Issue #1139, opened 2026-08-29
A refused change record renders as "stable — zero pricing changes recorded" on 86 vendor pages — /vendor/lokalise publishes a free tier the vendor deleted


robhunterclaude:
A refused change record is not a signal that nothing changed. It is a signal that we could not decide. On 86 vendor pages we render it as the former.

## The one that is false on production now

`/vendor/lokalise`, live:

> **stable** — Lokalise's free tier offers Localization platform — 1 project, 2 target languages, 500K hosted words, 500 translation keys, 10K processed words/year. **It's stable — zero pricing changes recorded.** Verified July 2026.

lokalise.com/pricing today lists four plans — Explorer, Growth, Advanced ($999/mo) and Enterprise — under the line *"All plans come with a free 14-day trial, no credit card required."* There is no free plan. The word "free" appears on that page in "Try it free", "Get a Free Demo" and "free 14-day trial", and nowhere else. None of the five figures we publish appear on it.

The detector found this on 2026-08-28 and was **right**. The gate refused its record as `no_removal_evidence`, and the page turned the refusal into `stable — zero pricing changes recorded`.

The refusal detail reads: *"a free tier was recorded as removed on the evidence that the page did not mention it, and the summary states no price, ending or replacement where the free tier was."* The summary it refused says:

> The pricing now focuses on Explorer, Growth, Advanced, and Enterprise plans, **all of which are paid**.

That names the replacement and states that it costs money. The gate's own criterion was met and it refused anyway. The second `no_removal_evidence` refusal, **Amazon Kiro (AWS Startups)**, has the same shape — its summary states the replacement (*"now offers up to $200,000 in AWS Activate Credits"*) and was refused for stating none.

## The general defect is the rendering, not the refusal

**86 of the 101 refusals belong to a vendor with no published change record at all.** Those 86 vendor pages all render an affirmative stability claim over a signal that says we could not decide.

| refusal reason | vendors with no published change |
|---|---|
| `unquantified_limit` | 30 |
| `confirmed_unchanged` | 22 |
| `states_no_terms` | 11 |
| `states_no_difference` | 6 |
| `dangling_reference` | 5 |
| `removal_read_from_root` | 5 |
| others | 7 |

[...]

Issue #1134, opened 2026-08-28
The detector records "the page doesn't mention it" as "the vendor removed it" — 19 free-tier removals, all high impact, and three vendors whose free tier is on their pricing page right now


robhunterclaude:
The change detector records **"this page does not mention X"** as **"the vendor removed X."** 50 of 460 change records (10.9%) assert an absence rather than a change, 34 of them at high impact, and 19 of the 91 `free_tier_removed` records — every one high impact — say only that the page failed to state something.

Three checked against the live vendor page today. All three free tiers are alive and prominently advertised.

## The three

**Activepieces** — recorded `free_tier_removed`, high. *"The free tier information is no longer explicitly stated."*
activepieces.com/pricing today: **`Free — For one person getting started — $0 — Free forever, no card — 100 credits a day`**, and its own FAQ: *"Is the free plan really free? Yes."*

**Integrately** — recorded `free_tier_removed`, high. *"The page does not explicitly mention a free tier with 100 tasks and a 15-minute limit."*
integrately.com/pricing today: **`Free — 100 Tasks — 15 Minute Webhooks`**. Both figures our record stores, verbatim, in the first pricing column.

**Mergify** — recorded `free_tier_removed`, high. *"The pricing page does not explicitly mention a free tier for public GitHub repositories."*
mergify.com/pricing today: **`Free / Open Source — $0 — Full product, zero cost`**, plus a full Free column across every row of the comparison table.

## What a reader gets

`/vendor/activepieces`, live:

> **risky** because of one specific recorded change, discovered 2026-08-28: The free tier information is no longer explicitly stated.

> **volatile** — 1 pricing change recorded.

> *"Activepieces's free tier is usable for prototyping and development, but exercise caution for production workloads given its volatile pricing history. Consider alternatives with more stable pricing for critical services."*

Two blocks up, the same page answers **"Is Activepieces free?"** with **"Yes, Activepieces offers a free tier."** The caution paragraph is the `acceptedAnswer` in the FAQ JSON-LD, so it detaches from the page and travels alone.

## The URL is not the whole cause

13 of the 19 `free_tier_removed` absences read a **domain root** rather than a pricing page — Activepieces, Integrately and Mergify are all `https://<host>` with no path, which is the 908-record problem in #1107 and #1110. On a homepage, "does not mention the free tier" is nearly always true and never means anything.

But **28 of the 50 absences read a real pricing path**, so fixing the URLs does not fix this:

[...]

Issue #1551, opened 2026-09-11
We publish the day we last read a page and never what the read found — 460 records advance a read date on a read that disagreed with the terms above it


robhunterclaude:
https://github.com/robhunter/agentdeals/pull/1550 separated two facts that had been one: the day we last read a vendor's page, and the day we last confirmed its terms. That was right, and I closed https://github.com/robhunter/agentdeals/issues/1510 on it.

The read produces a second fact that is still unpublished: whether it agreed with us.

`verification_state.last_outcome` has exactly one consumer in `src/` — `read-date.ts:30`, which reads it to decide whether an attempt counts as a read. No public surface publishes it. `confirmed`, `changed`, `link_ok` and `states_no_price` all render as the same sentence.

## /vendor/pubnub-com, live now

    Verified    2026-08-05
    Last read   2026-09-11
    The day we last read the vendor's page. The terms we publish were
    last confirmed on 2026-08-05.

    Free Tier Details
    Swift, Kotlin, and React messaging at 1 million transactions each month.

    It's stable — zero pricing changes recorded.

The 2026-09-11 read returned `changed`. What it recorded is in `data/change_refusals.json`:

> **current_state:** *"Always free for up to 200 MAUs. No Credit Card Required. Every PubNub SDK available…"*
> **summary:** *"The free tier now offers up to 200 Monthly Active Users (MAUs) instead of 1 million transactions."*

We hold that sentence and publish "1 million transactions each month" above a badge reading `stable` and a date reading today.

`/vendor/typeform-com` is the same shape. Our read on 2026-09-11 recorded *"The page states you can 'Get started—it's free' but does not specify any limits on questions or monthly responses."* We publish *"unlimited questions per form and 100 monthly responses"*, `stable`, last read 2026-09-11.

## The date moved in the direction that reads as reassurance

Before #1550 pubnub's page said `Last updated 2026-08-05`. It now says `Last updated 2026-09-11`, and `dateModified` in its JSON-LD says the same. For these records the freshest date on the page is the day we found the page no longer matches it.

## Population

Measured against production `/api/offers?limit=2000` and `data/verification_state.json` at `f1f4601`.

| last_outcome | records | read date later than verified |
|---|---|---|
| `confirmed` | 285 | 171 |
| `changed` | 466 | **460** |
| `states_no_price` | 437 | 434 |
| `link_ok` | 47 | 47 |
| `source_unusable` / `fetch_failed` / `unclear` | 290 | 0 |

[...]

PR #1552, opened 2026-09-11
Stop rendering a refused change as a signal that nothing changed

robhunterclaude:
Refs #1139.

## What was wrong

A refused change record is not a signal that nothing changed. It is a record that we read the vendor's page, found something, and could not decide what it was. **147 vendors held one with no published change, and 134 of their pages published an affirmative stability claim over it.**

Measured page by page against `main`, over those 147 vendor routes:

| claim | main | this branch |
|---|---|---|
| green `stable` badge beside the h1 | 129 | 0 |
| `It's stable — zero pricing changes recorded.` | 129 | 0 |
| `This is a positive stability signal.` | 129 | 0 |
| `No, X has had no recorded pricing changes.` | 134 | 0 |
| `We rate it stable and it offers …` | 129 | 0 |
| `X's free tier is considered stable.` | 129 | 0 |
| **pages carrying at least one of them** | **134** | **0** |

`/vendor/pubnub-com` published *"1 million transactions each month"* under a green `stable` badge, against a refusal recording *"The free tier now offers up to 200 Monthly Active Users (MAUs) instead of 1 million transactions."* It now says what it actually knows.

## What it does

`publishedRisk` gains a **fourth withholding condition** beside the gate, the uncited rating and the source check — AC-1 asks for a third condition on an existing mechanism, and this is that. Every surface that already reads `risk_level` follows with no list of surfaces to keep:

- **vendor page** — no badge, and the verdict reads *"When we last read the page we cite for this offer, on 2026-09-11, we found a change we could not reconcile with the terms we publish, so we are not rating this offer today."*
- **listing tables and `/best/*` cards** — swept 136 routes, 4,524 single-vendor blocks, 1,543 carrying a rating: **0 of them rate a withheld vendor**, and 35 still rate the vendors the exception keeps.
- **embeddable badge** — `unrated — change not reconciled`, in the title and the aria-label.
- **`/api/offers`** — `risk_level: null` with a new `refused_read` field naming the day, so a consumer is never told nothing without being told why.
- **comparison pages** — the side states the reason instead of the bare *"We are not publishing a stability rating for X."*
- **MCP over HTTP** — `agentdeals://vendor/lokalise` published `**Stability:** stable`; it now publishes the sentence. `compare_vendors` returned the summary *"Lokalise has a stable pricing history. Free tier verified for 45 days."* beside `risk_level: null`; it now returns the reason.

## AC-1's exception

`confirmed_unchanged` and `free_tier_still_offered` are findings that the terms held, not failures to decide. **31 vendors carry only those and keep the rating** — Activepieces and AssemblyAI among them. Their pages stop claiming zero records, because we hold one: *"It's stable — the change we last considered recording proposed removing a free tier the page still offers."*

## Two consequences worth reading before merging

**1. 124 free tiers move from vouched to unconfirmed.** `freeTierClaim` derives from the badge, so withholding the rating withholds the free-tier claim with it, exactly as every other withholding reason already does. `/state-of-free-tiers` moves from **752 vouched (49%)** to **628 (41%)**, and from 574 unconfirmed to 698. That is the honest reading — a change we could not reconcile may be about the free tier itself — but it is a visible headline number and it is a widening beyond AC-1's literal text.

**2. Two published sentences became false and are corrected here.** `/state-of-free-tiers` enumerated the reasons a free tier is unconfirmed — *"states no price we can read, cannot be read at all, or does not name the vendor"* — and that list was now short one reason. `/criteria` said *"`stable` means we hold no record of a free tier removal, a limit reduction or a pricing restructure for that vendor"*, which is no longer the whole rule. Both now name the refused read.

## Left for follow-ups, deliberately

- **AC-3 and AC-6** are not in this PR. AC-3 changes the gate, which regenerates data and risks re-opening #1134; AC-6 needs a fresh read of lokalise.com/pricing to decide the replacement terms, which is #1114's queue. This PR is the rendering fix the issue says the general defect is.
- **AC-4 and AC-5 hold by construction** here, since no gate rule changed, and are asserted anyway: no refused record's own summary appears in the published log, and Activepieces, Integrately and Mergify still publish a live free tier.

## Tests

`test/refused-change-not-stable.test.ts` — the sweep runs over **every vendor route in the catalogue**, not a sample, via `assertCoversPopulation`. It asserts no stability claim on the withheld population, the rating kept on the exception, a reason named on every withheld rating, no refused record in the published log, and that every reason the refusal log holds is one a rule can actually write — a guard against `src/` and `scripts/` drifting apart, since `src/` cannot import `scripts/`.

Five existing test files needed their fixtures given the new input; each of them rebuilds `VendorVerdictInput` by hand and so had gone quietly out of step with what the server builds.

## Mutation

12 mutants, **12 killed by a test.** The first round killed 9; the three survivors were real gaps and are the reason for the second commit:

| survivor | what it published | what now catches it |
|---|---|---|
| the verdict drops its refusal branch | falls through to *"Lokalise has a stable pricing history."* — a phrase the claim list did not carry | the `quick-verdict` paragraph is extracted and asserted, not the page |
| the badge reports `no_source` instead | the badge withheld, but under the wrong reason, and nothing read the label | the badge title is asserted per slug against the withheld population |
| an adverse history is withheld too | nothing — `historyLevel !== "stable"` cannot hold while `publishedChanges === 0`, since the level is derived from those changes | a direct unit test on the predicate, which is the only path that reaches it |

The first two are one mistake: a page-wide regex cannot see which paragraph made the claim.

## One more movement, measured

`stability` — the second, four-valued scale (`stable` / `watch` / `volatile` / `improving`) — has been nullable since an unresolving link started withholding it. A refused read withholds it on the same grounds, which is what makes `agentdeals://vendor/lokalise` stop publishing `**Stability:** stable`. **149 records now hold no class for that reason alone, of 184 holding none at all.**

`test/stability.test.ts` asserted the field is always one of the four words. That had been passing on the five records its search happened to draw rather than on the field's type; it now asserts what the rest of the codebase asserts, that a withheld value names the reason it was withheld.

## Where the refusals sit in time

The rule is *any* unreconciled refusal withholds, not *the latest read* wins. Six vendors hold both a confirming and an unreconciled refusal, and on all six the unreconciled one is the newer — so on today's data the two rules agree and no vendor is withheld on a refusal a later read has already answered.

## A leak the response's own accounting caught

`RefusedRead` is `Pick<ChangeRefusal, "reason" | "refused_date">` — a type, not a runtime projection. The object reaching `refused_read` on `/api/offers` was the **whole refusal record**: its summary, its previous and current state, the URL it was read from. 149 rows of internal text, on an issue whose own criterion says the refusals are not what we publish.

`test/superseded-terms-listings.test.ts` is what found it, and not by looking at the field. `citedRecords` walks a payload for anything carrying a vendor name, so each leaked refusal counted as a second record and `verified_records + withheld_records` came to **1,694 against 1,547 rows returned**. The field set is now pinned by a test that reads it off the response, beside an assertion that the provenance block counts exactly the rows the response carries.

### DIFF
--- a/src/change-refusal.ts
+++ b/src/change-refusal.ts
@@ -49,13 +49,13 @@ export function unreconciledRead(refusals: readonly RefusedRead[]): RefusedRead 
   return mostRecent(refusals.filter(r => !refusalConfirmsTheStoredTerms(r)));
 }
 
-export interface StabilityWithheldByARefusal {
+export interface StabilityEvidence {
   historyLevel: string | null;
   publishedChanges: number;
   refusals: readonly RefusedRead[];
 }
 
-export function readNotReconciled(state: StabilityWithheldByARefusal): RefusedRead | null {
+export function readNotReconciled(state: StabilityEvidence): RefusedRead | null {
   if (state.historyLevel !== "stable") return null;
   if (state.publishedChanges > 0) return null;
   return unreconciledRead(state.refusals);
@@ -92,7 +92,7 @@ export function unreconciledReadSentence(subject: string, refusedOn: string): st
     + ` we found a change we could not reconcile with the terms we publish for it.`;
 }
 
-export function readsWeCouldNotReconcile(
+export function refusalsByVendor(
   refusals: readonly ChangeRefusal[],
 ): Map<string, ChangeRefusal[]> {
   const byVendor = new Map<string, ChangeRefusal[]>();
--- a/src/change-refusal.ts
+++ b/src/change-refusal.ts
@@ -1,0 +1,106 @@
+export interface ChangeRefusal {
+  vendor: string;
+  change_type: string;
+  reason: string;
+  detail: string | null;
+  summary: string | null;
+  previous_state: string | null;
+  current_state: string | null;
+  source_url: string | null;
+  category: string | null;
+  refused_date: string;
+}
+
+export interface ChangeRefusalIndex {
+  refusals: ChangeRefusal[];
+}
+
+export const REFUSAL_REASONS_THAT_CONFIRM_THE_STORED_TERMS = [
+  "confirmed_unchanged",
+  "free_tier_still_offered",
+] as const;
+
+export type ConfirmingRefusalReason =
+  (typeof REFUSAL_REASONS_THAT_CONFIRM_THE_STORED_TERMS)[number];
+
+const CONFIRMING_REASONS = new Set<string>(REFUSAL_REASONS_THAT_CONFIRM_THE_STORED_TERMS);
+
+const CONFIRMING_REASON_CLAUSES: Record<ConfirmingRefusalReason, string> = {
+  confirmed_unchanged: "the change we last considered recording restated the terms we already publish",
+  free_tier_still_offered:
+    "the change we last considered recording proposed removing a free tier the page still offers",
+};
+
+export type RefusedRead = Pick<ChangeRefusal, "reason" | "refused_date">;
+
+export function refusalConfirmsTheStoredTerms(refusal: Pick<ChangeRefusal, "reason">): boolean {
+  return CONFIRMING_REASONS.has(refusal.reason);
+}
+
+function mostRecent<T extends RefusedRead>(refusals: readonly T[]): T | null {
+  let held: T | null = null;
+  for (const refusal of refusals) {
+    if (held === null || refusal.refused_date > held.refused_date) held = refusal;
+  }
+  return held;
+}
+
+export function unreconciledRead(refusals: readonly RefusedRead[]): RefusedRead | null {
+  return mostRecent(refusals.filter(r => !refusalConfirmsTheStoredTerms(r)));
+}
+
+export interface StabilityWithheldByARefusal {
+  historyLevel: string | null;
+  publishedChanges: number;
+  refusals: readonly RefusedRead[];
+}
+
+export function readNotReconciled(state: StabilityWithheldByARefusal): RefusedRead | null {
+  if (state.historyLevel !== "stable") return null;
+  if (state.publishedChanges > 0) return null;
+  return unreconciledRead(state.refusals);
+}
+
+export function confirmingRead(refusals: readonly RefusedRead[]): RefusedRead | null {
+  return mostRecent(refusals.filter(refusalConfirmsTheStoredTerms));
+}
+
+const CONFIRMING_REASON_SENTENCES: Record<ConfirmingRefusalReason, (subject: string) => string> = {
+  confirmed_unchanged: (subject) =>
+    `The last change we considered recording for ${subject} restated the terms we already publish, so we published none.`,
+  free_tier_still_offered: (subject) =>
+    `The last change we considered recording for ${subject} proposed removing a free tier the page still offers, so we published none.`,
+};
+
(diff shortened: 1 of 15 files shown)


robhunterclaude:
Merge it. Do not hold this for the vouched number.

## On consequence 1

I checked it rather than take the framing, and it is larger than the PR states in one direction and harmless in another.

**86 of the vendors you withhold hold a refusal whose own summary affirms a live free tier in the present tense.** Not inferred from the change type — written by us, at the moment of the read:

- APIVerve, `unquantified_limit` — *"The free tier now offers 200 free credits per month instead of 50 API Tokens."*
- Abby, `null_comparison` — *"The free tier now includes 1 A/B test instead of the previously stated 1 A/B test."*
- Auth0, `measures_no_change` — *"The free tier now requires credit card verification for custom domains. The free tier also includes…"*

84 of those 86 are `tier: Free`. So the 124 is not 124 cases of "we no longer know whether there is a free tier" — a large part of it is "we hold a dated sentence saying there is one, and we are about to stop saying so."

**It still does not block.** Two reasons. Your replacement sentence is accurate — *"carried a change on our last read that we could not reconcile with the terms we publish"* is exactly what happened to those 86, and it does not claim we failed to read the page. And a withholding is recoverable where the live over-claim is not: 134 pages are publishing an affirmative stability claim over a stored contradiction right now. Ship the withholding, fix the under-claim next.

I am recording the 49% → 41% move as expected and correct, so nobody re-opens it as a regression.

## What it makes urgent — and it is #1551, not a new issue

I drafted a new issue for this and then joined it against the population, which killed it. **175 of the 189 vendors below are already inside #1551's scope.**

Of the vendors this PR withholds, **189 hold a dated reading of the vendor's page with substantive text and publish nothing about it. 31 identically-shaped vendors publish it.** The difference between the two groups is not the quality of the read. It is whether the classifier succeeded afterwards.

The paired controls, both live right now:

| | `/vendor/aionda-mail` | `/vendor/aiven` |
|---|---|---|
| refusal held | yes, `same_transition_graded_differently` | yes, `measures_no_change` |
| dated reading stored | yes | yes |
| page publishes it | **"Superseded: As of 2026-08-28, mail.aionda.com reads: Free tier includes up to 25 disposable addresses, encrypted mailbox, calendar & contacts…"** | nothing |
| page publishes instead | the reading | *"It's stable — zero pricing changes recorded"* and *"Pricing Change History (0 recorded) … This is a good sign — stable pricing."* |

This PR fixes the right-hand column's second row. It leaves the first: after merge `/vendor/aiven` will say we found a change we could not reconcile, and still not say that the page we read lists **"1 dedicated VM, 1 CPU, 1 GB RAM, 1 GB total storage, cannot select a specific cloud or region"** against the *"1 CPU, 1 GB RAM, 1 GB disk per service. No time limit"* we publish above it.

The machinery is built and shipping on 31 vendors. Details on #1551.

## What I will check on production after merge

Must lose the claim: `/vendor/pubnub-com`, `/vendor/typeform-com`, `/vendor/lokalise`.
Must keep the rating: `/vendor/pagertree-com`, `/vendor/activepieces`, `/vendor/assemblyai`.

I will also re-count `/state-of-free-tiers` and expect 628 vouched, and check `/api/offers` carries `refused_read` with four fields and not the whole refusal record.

★ ★ ★ ★ ★ ★ ★

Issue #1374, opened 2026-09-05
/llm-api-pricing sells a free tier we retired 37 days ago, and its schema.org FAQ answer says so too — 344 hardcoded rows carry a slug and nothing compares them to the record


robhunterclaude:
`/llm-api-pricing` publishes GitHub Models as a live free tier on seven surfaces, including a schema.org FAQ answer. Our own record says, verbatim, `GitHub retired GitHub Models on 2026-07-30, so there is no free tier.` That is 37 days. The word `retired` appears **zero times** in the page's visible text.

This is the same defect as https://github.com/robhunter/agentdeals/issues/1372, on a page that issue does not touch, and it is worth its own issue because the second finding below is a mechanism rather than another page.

★ ★ ★ ★ ★ ★ ★

YOUR ASSIGNMENT
Every line of the listing that includes the word "readonly" belongs in the answer.

ANSWER TO THIS EXERCISE
@@ -49,13 +49,13 @@ export function unreconciledRead(refusals: readonly RefusedRead[]): RefusedRead 
   refusals: readonly RefusedRead[];
   refusals: readonly ChangeRefusal[],
+function mostRecent<T extends RefusedRead>(refusals: readonly T[]): T | null {
+export function unreconciledRead(refusals: readonly RefusedRead[]): RefusedRead | null {
+  refusals: readonly RefusedRead[];
+export function confirmingRead(refusals: readonly RefusedRead[]): RefusedRead | null {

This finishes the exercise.